Mariann Budde, the Episcopal bishop of Washington, D.C., was not happy. In fact, she was outraged. “I’m outraged,” she told the Washington Post. “I am the bishop of the Episcopal Diocese of Washington and was not given even a courtesy call, that they would be clearing [the area] with tear gas so they could use one of our churches as a prop.”

Here’s what she’s talking about:

Because the area was crowded with demonstrators, law enforcement used tear gas and flash-bang grenades to clear a path to the church. Sirens were audible in the background as the president struggled to find the most awkward way possible to brandish the holy book for the cameras.

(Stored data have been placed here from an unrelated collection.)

PR #545, opened 2026-02-26
chore: rescue file system handling exceptions at ensure free space

wvmcastro:
catch exceptions when
1. listing directory
2. deleting files

### DIFF
--- a/lib/syskit/cli/log_runtime_archive.rb
+++ b/lib/syskit/cli/log_runtime_archive.rb
@@ -101,8 +101,8 @@ module Syskit
 
                 return true if available_space > free_space_low_limit
 
+                files = list_files(directory).sort_by(&:mtime)
                 until available_space >= free_space_delete_until
-                    files = directory.each_child.select(&:file?)
                     if files.empty?
                         @logger.warn(
                             "The available space (#{available_space}) is below the " \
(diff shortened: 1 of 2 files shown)


doudou (commented):
This really does not solve the problem. If there is an exception, the free space tool will not die anymore, but won't free any space anyways.

We can have exceptions that we need to ignore everywhere there is an interaction with the filesystem, which is essentially:
- listing the directories (we don't have permission for that)
- deleting files (we can list but can't delete)

I think the main loop in ensure_free_space should not have a begin/rescue. I would create a method to list files, that handles exceptions and create a method to delete them that also gracefully handles exceptions.

lib/syskit/cli/log_runtime_archive.rb
```diff
@@ -113,18 +113,40 @@ def ensure_free_space(
...
+            end
+
+            # Deletes a file and returns the freed space. Returns 0 on exceptions
+            def delete_file(file)
+                size = file.size
+                file.unlink
+                size
+            rescue ::SystemCallError => e
+                @logger.error(e)
+                0
```
doudou: I would prefer `nil`. It is weird to return `0` on exception.

doudou (approved):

“Is that your Bible?” a reporter asked.

“It’s a Bible,” replied the president.

Trump said he was visiting St. John’s to “pay respects to a special place,” but Budde wasn’t buying it. “Everything he has said and done is to inflame violence,” she told the Post. “I am beyond. We need moral leadership, and he’s done everything to divide us, and has just used one of the most sacred symbols of the Judeo-Christian tradition.”

Budde also went on CNN to express her disgust to Anderson Cooper. “I just can’t believe what my eyes have seen,” she said. “What I am here to talk about is the abuse of sacred symbols for the people of faith in this country to justify language, rhetoric, and an approach to this crisis that is antithetical to everything we stand for, everything that this faith stands for.”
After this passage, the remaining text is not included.